» Directions: Nothing in the records may be dropped. Retype them all exactly.

Dataset items
PR #717, opened 2024-08-28
Tweak implementation of cl_arm_printf and introduce dedicated test fixture

kpet:
Change-Id: Ib27b60fb043e47227f519f34e04316d04f47b55d

### DIFF
--- a/src/context.hpp
+++ b/src/context.hpp
@@ -35,7 +35,7 @@ struct cvk_context : public _cl_context,
 
     cvk_context(cvk_device* device, const cl_context_properties* props,
                 void* user_data)
-        : m_device(device) {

» Solution for this task:
PR #717, opened 2024-08-28
Tweak implementation of cl_arm_printf and introduce dedicated test fixture

kpet:
Change-Id: Ib27b60fb043e47227f519f34e04316d04f47b55d

### DIFF
--- a/src/context.hpp
+++ b/src/context.hpp
@@ -35,7 +35,7 @@ struct cvk_context : public _cl_context,
 
     cvk_context(cvk_device* device, const cl_context_properties* props,
                 void* user_data)
-        : m_device(device) {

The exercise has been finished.